Anxiety. I've long held the belief that it's created by unhealthy thought patterns, but I'm not so sure anymore. For a couple weeks now I've been having panic attacks daily. DAILY. I wake from sleep in a state of panic. What I mean by that is having a pounding heart, nervousness, lack of focus, shaking hands, etc.
There is no freaking way I can think myself into an anxious state before I've even had a chance to wake up. So what the hell is anxiety? And why can't I get rid of it? I actually went to see my doc about it, in a round about way. I had to do a barium swallow because I thought I had a hiatal hernia; my doc thought I had one, too. As it turns out, there's no hernia, which is amazing considering the years of ED abuse my poor body has taken.
The symptoms I had/have are from anxiety: dysphagia, nausea, difficulty breathing, etc. It's never been this bad before in my life. I am literally crippled by it at times. LIKE RIGHT FUCKING NOW!
Forgive me for ranting the same rant I've ranted about before. rant. rant. motherfuggin rant!

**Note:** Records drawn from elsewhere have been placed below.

PR #249, opened 2015-09-09
Add version in assembly jar file name

noorul:
Also rename spark-job-server to spark-jobserver to be more consistent.


velvia:
@noorul thanks.  Made a suggestion.

PR #250, opened 2015-09-09
Data Routes:

TimMaltGermany:
We need to frequently upload files to the server and reference them from within the JobServer. We therefore found it more convenient to add data routes to the JobServer. The implementation is more or less based on the jar routes and uses a simplified version of the JobFileDAO.

We also had to refactor WebApiSpec and WebApi due to size limitations. I will add comments to the PR at the relevant places.

Please let us know if this makes any sense at all or if there is a better way to handle file upload.

Cheers,
the KNIME team


job-server/src/spark.jobserver/WebApi.scala
```diff
@@ -27,16 +28,63 @@ import org.apache.shiro.config.IniSecurityManagerFactory
 import org.apache.shiro.mgt.SecurityManager
 import org.apache.shiro.SecurityUtils
 
+object WebApi {
+  val StatusKey = "status"
```
TimMaltGermany: moved code from WebApi class into object so that it can be accessed from elsewhere

job-server/test/spark.jobserver/WebApiMainRoutesSpec.scala
```diff
@@ -0,0 +1,304 @@
+package spark.jobserver
+
```
TimMaltGermany: this new class contains all the original test cases from WebApiSpec

job-server/test/spark.jobserver/WebApiSpec.scala
```diff
@@ -111,287 +117,5 @@ with ScalatestRouteTest with HttpService {
       case GetJobConfig(_)          => sender ! config
     }
   }
-
```
TimMaltGermany: actual tests were moved into class WebApiMainRoutesSpec

velvia:
@TimMaltGermany thanks.  I just had a really quick look.  Thoughts/Q's:

* How will the spark job get access to the files?  Please document in the PR description and the EADME.   esp: how will it get access across diff types of jobs?
* Does this integrate with Spark's `addFiles` API to serve data on workers?

TimMaltGermany:
@velvia I just added this to the README.md: 
"These files are uploaded to the server and are stored in a local temporary directory on the server where the JobServer runs. The POST command returns the full pathname and filename of the uploaded file so that later jobs can work with this just the same as with any other server-local file. A job could therefore add this file to HDFS or distribute it to worker nodes via the SparkContext.addFile command.  	
For files that are larger than a few hundred MB, it is recommended to manually upload these files to the server or to directly add them to your HDFS."

So, to answer your questions: 
- the jobs can access these files directly using the full filename returned by the POST command
- it does not integrate with addFiles or import files into HDFS. I suppose we could add two sub-routes for this (POST data/hdfs and POST data/nodes) (maybe in a later PR?), but at least for our use cases that is an overkill. We use these routes to manage models and to import smallish data files.

velvia:
@TimMaltGermany got it, so the idea is to pass the pathname of the file to
the job yourself.

On Thu, Sep 10, 2015 at 1:27 AM, TimMaltGermany <notifications@github.com>
wrote:

> @velvia <https://github.com/velvia> I just added this to the README.md:
> "These files are uploaded to the server and are stored in a local
> temporary directory on the server where the JobServer runs. The POST
> command returns the full pathname and filename of the uploaded file so that
> later jobs can work with this just the same as with any other server-local
> file. A job could therefore add this file to HDFS or distribute it to
> worker nodes via the SparkContext.addFile command.
>
> For files that are larger than a few hundred MB, it is recommended to
> manually upload these files to the server or to directly add them to your
> HDFS."
>
> So, to answer your questions:
>
>    - the jobs can access these files directly using the full filename
>    returned by the POST command
>    - it does not integrate with addFiles or import files into HDFS. I
>    suppose we could add two sub-routes for this (POST data/hdfs and POST
>    data/nodes) (maybe in a later PR?), but at least for our use cases that is
>    an overkill. We use these routes to manage models and to import smallish
>    data files.
>
> —
> <https://github.com/spark-jobserver/spark-jobserver/pull/250#issuecomment-139165926>
> .
>



-- 
   --- Toni Morrison

koettert:
@velvia What is the status of this request? Do you need any further information or are any changes necessary? If not it would be great if the request could be merged soon before we get any new conflicts.
Thanks
Tobias

velvia:
@koettert sorry, been extremely busy.    No significant changes are expected in the near term;  but I agree with you.
@noorul @zeitos do you guys want to have a look?

zeitos:
LGTM!

job-server/src/spark.jobserver/WebApi.scala
```diff
@@ -139,6 +188,21 @@ class WebApi(system: ActorSystem,
   }
 
   /**
+   * Routes for listing, deletion of and storing data files
+   *    GET /data                     - lists all currently stored files
```
noorul: Just trying to get clarity. Will this survive server restart? 

1. Start job server
2. POST /data/file1, POST /data/file2
3. GET /data -> Expect two files file1 and file2
4. Restart jobserver
5. GET /data -> Can I expect the two file names to be returned?

job-server/src/spark.jobserver/routes/DataRoutes.scala
```diff
@@ -0,0 +1,76 @@
...
+      // POST /data/<filename>
+      post {
+        path(Segment) { filename =>
+          entity(as[Array[Byte]]) { bytes =>
+            val future = dataManager ? StoreData(filename, bytes)
+            respondWithMediaType(MediaTypes.`application/json`) { ctx =>
+              future.map {
+                case Stored(filename) => {
+                  ctx.complete(Map[String, Any](
+                    StatusKey -> "OK",
```
noorul: Do we really need a status key? I think HTTP status code has this information.

job-server/test/spark.jobserver/WebApiDataRoutesSpec.scala
```diff
@@ -0,0 +1,59 @@
+package spark.jobserver
```
noorul: I think the name of the file should be DataRouteSpec.scala.

There are tools which helps us to jump to corresponding scala source to spec source. And filename helps there.

noorul:
Functionally everything looks alright to me.

job-server/src/spark.jobserver/WebApi.scala
TimMaltGermany: yes, only the file names will not be 'file1' and 'file', but the full file path (in both cases, before and after the restart)

job-server/src/spark.jobserver/routes/DataRoutes.scala
TimMaltGermany: Well, I just followed the pattern used elsewhere in the JSJ code, but I guess we don't really need it.

job-server/test/spark.jobserver/WebApiDataRoutesSpec.scala
TimMaltGermany: @noorul The class under test is called "DataRoutes.scala", so "DataRoutesSpec.scala" fits, doesn't it? Do you want me to rename both classes?

job-server/src/spark.jobserver/routes/DataRoutes.scala
TimMaltGermany: @noorul 'xjrk58' explicitly added "StatusKey -> "OK" in "Always respond with correct JSON #255", but if I understand correctly, then your suggestion is to remove it here, correct? Do you prefer:
case Stored(filename) => {
                  ctx.complete(StatusCodes.OK, Map[String, Any](
                    ResultKey -> Map("filename" -> filename)))
                }
or: 
case Stored(filename) => {
                  ctx.complete(Map[String, Any](
                    ResultKey -> Map("filename" -> filename)))
                }

?

noorul: I would go with the first one. Even though xjrk58 added #255, I don't think my comment is related to that.

TimMaltGermany: ok, thanks

TimMaltGermany:
@velvia @noorul @zeitos Many thanks for your comments. All tests passed, the latest head is merged in as well. So I believe that we might be ready to merge?

job-server/test/spark.jobserver/WebApiDataRoutesSpec.scala
velvia: Tim, I think DataRoutesSpec.scala is totally fine.

velvia:
I think so.

Going to merge it for now, as I’ll be traveling tomorrow.

PR #252, opened 2015-09-11
Support 1.4.1

zeitos:


zeitos:
@velvia So it looks like the issue was the `default.table` thingy... I changed that to just table and worked... I looked at spark release notes to check if that incompatibility was listed but I couldn't find it.

In any case: that's a spark issue not SJS.

zeitos:
@velvia do you want to merge it?

README.md
```diff
@@ -12,9 +12,9 @@ See [Troubleshooting Tips](doc/troubleshooting.md) as well as [Yarn tips](doc/ya
 
 (Please add yourself to this list!)
 
-- Ooyala
-- Netflix
-- Avenida.com
+- [Ooyala](http://www.ooyala.com)
```
noorul: I think this change is not related. Can we move this to separate patch?

job-server-extras/src/spark.jobserver/HiveTestJob.scala
```diff
@@ -10,15 +10,15 @@ import org.apache.spark.sql.hive.HiveContext
  * (Will create Hive metastore at job-server/metastore_db if Hive isn't configured)
  */
 object HiveLoaderJob extends SparkHiveJob {
-  // The following data is stored at ./test_addresses.txt
+  // The following data is stored at ./hive_test_job_addresses.txt
```
noorul: This change also seems to be not related to the intent of this patch.

noorul:
some nits, other than that LGTM

velvia:
@zeitos LGTM, gonna merge.  We also need to update the table of spark versions on the README, but I'll do that.
@noorul thanks for having a look!

PR #256, opened 2015-09-19
Spark 1.5 dependency

zeitos:
Creating a cleaner PR


README.md
```diff
@@ -49,7 +49,8 @@ See [Troubleshooting Tips](doc/troubleshooting.md) as well as [Yarn tips](doc/ya
 | 0.5.0       | 1.2.0         |
 | 0.5.1       | 1.3.0         |
 | 0.5.2       | 1.3.1         |
-| master      | 1.4.1         |
+| 0.5.3       | 1.4.1         |
```
noorul: Did we release 0.5.3 yet? Does this mean that there will not be a release that supports 1.4.1? Or will master be compatible with 1.4.1 too?

zeitos: we didn't my mistake, I need to remove that line.

zeitos: or we can wait for 0.5.3 to be released and then release this one as 0.6.0

velvia: My proposal was to wait to merge this until we release 0.6.0, which will have 1.4.1, and then master will have this and be on 1.5.0

The reason is that it seems wrong to skip Spark versions, from 1.3.x to 1.5.0, as there will be users who want to use 1.4.x in production.  Since job server is more used for prod, I think we can be slightly slower.

zeitos: I'm not sure why I thought I replied before.

Sounds great

velvia:
@zeitos say can we update the README in this PR to point versions at at 0.6.0/master?

zeitos:
@velvia done

velvia:
@zeitos thanks, going to merge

I'm stuck at home alone. My children are with their grandmother, so I'm free to do whatever I choose. Yet, here I sit unable to go out. I'm missing another party. And I have the most incredible friends, so talented, so genuine. It's not like I have nothing to wear or have no transpo. There is no legitimate reason for me to be here now.
This may be the loneliest I've ever been and it's totally self induced or is it? What if anxiety is a physical disease? I haven't even looked into it. I'm just too freaked out by it right now. I'm scattered. Afraid. Nervous. My chest aches. I'm shaking. Thank goodness my heart is fine...I hope.
I've been taking one furosemide a day for the past few days. It's what I do when my rings get tight, but I've been taking vitamins and eating raisins to make up for the potassium loss. I just hope I'm not fucking myself up.
I wish someone would come get me, but I already turned down one friend that wanted to drive together. I think I could make it if there were someone here. I'd at least act like I had it together. Man, I'm so fucked. So so fucked.
Gweni I have had two terribledays of panic and anxiety waking me up in the middle of the night. Wtf ?
ReplyDeleteI'm so sorry to hear it. Maybe this is what a midlife crisis is like...
ReplyDeleteI've had freaky stuff like that before too...but I'm only 16. :/ Can you even have a midlife crisis at 16?!